PLoS ONE (Jan 2024)
Analysis of learning curves in predictive modeling using exponential curve fitting with an asymptotic approach.
Abstract
The existence of large volumes of data has considerably alleviated concerns regarding the availability of sufficient data instances for machine learning experiments. Nevertheless, in certain contexts, addressing limited data availability may demand distinct strategies and efforts. Analyzing COVID-19 predictions at pandemic beginning emerged a question: how much data is needed to make reliable predictions? When does the volume of data provide a better understanding of the disease's evolution and, in turn, offer reliable forecasts?

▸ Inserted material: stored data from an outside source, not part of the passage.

PR #664, opened 2023-04-13
fix: validate cache overrun strategy for stress relief mode

### LINKED ISSUE #637: StressRelief mode is not compatible with Legacy CacheOverrunStrategy
**Versions**
- Refinery: 1.20.0

**Steps to reproduce**

1. Configure StressRelief mode = `monitor` and configure CacheOverrunStrategy=legacy
2. Stress the system to active StressRelief mode.
3. Observe the cache size being reduced
4. Get stuck in permanent stress relief mode

**Additional context**

Observed this behavior while troubleshooting with a customer.  I believe the fix is to require CacheOverrunStrategy=impact when using stress relief.  We can enforce this in the config validation.

fchikwekwe:
Closes #637 

Validate that the cache overrun strategy is set to "impact" before allowing stress relief mode


config/file_config.go
```diff
@@ -350,6 +353,14 @@ func (f *fileConfig) validateGeneralConfigs() error {
 	default:
 		return fmt.Errorf("invalid CacheOverrunStrategy: '%s'", st)
 	}
+
+	stressReliefConfig := f.GetStressReliefConfig()
+	switch stressReliefConfig.Strategy {
```
TylerHelmuth, line 358: Instead of adding `Strategy` to the stress relief config struct can we use `f.GetCacheOverrunStrategy()` and validate that the result is `impact` when `f.GetStressReliefConfig().mode` is `monitor` or `always`?

TylerHelmuth (commented):
Please add a new test to `config_test.go` that covers the new validation.

config/file_config.go
fchikwekwe: yes, I overcomplicated looking at the cache overrun strategy. Fix incoming.

config/file_config.go
```diff
@@ -350,6 +350,15 @@ func (f *fileConfig) validateGeneralConfigs() error {
...
 		return fmt.Errorf("invalid CacheOverrunStrategy: '%s'", st)
 	}
+
+	switch st {
+	case "impact":
+		if f.GetStressReliefConfig().Mode == "never" || f.GetStressReliefConfig().Mode == "always" {
+			return fmt.Errorf("invalid CacheOverrunStrategy for StressReliefMode: '%s'", st)
+		}
+	default: // return error if cache overrun strategy not "impact" i.e. "legacy"
+		return fmt.Errorf("invalid CacheOverrunStrategy for StressReliefMode: '%s'", st)
```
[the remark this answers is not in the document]
fchikwekwe: Oh, that was an oversight. Fixed now.

config/file_config.go
```diff
@@ -350,6 +350,12 @@ func (f *fileConfig) validateGeneralConfigs() error {
 	default:
 		return fmt.Errorf("invalid CacheOverrunStrategy: '%s'", st)
 	}
+
+	if st != "impact" {
+		if f.GetStressReliefConfig().Mode == "monitor" || f.GetStressReliefConfig().Mode == "always" {
+			return fmt.Errorf("invalid CacheOverrunStrategy for StressReliefMode: '%s'", st)
+		}
+	}
```
TylerHelmuth, line 358:
```suggestion
	if st != "impact" && (f.GetStressReliefConfig().Mode == "monitor" || f.GetStressReliefConfig().Mode == "always"){
		return fmt.Errorf("invalid CacheOverrunStrategy for StressReliefMode: '%s'", st)
	}
```

fchikwekwe: Yeah I wrote it this way at first and did not prefer it, but I will change it if you prefer the longer conditional.

PR #665, opened 2023-04-13
fix: only decorate late spans when configured to do so

### LINKED ISSUE #642: Mark late spans only when AddRuleReasonToTrace is configured
Today it does it unconditionally.

fchikwekwe:
Closes #642 

Check that late arriving spans are configured with `AddRuleReasonToTrace` before marking them late.


config/file_config.go
```diff
@@ -350,6 +353,14 @@ func (f *fileConfig) validateGeneralConfigs() error {
 	default:
 		return fmt.Errorf("invalid CacheOverrunStrategy: '%s'", st)
 	}
+
+	stressReliefConfig := f.GetStressReliefConfig()
```
TylerHelmuth, line 357: Can you remove these changes and save them for the other PR?

TylerHelmuth (commented):
One cleanup request, otherwise LGTM.

config/file_config.go
fchikwekwe: Oh, not sure how this happened. Accidental. Should be fixed now.

TylerHelmuth (approved):

PR #1287, opened 2024-08-18
maint: use non-forked cuckoofilter again

kentquirk:

The cuckoofilter library has been updated with similar changes to the ones we made in [our fork of it](https://github.com/honeycombio/cuckoofilter) (faster hash, instanced RNG for better parallel performance).

Benchmarks now show it is slightly faster than our implementation, so we're switching back.

- Remove `replace` directive in our go.mod, use latest version of cuckoofilter.


VinozzZ (approved):
💯

PR #1288, opened 2024-08-19
maint: change default receive message size from 5MB to 15MB

### LINKED ISSUE #1131: Discussion: Raising the max receive message size default for GRPC connections?
Had a couple of customers in the last couple weeks getting error messages that their GRPC batched events are larger than the default 5MB uncompressed size.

Given these questions, the objective of this study is to analyze learning curves obtained from predicting the incidence of COVID-19 in Brazilian States using ARIMA models with limited available data. To fulfill the objective, a retrospective exploration of COVID-19 incidence across the Brazilian States was performed. After the data acquisition and modeling, the model errors were assessed by employing a learning curve analysis. The asymptotic exponential curve fitting enabled the evaluation of the errors in different points, reflecting the increased available data over time. For a comprehensive understanding of the results at distinct stages of the time evolution, the average derivative of the curves and the equilibrium points were calculated, aimed to identify the convergence of the ARIMA models to a stable pattern. We observed differences in average derivatives and equilibrium values among the multiple samples. While both metrics ultimately confirmed the convergence to stability, the equilibrium points were more sensitive to changes in the models' accuracy and provided a better indication of the learning progress. The proposed method for constructing learning curves enabled consistent monitoring of prediction results, providing evidence-based understandings required for informed decision-making.